The conclusion, it is alleged, doesn't follow for much same reason that we cannot infer that Alice ran quickly from 'Alice ran close-to-quickly'. Uriah offered his opponent the following sort of reply. Consider:
There is a strawberry
There is a straw and there is a berry
Therefore, there is a berry.
The inference is obviously fallacious. But just because the move from premise 1 to premise 2 is mistaken, this does not mean that all inferences from the first premise to the conclusion is fallacious. The reason the inference from the premise to the conclusion holds (without the second premise) is that all strawberries are berries. Likewise, Uriah said, the reason the inference from 'you preceive red-cubely and blue-circly' to 'you perceive a cube' is valid is that all red-cubely perceptions are perceptions of a cube. My own objection to Uriah's general adverbialist position was that it seems that it cannot account for wide aspects of meaning. Consider:
Twin Oscar is thinking of water
If interpreted against the background of Putnam's Twin Earth story the sentence sounds false. However, in Uriah's framework the sentence is to be rendered as 'Twin Oscar is thinking-waterly'. This, of course, is true. Uriah responded by denying the possibility of de re attitudes in general.
Jonathan Schaffer followed Uriah with a talk about truth-maker commitments (as shown on the pretty slide in the picture). Schaffer's position was somewhat anti-Quinean. He first argued that the important question is not what exists. This is not important because Quine was right when he said that everything exists. If you take a look at a true fragment of the language, you can simply read off the ontological commitments directly. This is quite uninteresting, however, as it does not tell us which entities are fundamental.
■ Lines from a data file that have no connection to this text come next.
PR #1238, opened 2021-03-18
Some fixes / cleanup of CONV_CRITERIA which has no effect and will be deprecated in 7.2.0

TobiKattmann:
## Proposed Changes
- remove unused CONV_CRITERIA from code and Testcases (223)
- remove unused Set/GetGeometryPlanes funciton
- Re-add SURFACE_STATIC_TEMPERATURE objective function for flow_solver
 
## PR Checklist


Common/src/CConfig.cpp
```diff
@@ -2887,6 +2884,8 @@ void CConfig::SetConfig_Parsing(istream& config_buffer){
             newString.append("WRT_SOL_FREQ is deprecated. Use OUTPUT_WRT_FREQ instead.\n\n");
           if (!option_name.compare("WRT_SOL_FREQ_DUALTIME"))
             newString.append("WRT_SOL_FREQ_DUALTIME is deprecated. Use OUTPUT_WRT_FREQ instead.\n\n");
+          if (!option_name.compare("CONV_CRITERIA"))
+            newString.append("CONV_CRITERIA is deprecated.\n\n");
```
pcarruscag, line 2888: Dammmm really?! I guess if something is a residual it uses the residual criteria (criterion?) and if it is a coefficient it uses Cauchy?
Mind throwing that in the message? This is another one that will break every config...

TobiKattmann: Exactly. In COutput::Convergence_Monitoring there is a distinction for `CONV_FIELD` between `HistoryFieldType::COEFFICIENT` and `HistoryFieldType::RESIDUAL`.

I'll add that information to the error msg 👍

pcarruscag: actually... do you think we should give folks a pass and just print a warning (with that exact message) and say that we will deprecate in the future? When we go to 7.2.0 (which could happen soon if we merge the hybrid parallel AD and the Scalar solvers)

TobiKattmann: Sure, that also requires readding the option. I'll try to remember to enforce that for 7.2.0

TobiKattmann: Ok I made it a warning but as it is thrown at config parsing in Postprocessing I guess not lot of people will see it anyway. 

I guess one can `git revert aa7393f` at some point in the future.

And CONV_CRITERIA is a stringOption so one can type in there whatever one likes :) no optionMap required

SU2_CFD/src/drivers/CMultizoneDriver.cpp
```diff
@@ -173,7 +173,7 @@ void CMultizoneDriver::StartSolver() {
   if (rank == MASTER_NODE){
     cout << endl <<"Simulation Run using the Multizone Driver" << endl;
     if (driver_config->GetTime_Domain())
-      cout << "The simulation will run for " << driver_config->GetnTime_Iter() << " time steps." << endl;
+      cout << "The simulation will run until time step " << driver_config->GetnTime_Iter() << "." << endl;
```
TobiKattmann, line 176: In SingleZoneDriver `nTimeIter - Restart_Iter` can to underflow of the unsigned long result which is now checked in CConfig

pcarruscag (approved):

TobiKattmann:
Thanks for the approval! 🦃

PR #1240, opened 2021-03-22
Continuation of #1236

maxaehle:
## Proposed Changes
Remove ununsed multigrid options in cfg file of the new NACA 0012 fixed_values testcase and the SST_SUST testcase, and some other small changes.

## Related Work
Continuation of #1236, comments by @pcarruscag  and @TobiKattmann 

## PR Checklist


maxaehle:
We could also remove the unused `*_ADJ_*` options from the cfg file

pcarruscag (approved):

maxaehle:
Commit 1bc9649 reverts my changes to those residuals in `hybrid_regression.py` which were covered by the regression tests already before. (Oddly enough, on my system the residuals of `SU2_CFD -t 2` were different from those computed by the Github pipeline. Maybe this is due to floating-point discrepancies when arithmetic operations are rearranged?)

pcarruscag:
That is possible the hybrid regression uses single precision for linear solvers.

TobiKattmann:
👍 for doing this @maxaehle . 
- I am in favor of removing the `_ADJ_` options  with the `GRAD_OBJFUNC_FILENAME`.
- As Roe is used the `JST_SENSOR_COEFF` can go. Limiter are turned off so either the slope limiter section with 2 options can be removed or be moved down below the `FLOW NUMERICAL METHOD DEFNITION`.
- `CONV_CRITERIA` will be gone once you merge develop and you can add `CONV_FIELD=RMS_DENSITY` as that is also the default. Removign the `_CAUCHY_` options is prob debatable, but in this very cfg they are unused. 
- The `CFL_ADAPT*` stuff can go (unless the values are chosen in such a way by you that they do work well, otherwise it might even do negative advertisement for an option)

I guess I am also a bit aggressive on stripping options from files, so take it with a grain of salt 🧂 .

Another aspect ,which is of course nothing to be changed in this PR and is also a bit off-topic, is that lists like `SOLVER` change over time but the list in the comment over the option in the Testcase cfg does not get updated (there might of course be good examples of people doing so ;) ). `WAVE_EQUATION` and `POISSON_EQUATION` e.g. are not available anymore, yet they are in the cfg description of `SOLVER` here... and 200 other Testcases. So a way might be to strip those and sth like 
```
% See the config_template.cfg in the code root for more information on the options
```
... although the info there are not always perfect either, but one place to maintain is easier than a couple hundred

TobiKattmann (approved):

TobiKattmann:
Hey @maxaehle , if you don't want to make further changes you can hit the merge if you like, once the tests pass.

The important question, according to Schaffer, is that of which entities are fundamental. Schaffer argued that we can, in principle, allow any kind of entity whatsoever to be deposited into our ontology: properties, propositions, numbers, etc. etc. But few of these will be fundamental. One virtue of this framework is that if we endorse it, then we do not need to engage in Quinean paraphrasing. 'There are numbers', for example, commits us to numbers at the Quinean level but it does not automatically commit us to numbers at the level of fundamentals. So, there is a sense in which it is innocent to say that there are numbers. It would be much less innocent to claim that numbers are among the fundamental entities of the universe.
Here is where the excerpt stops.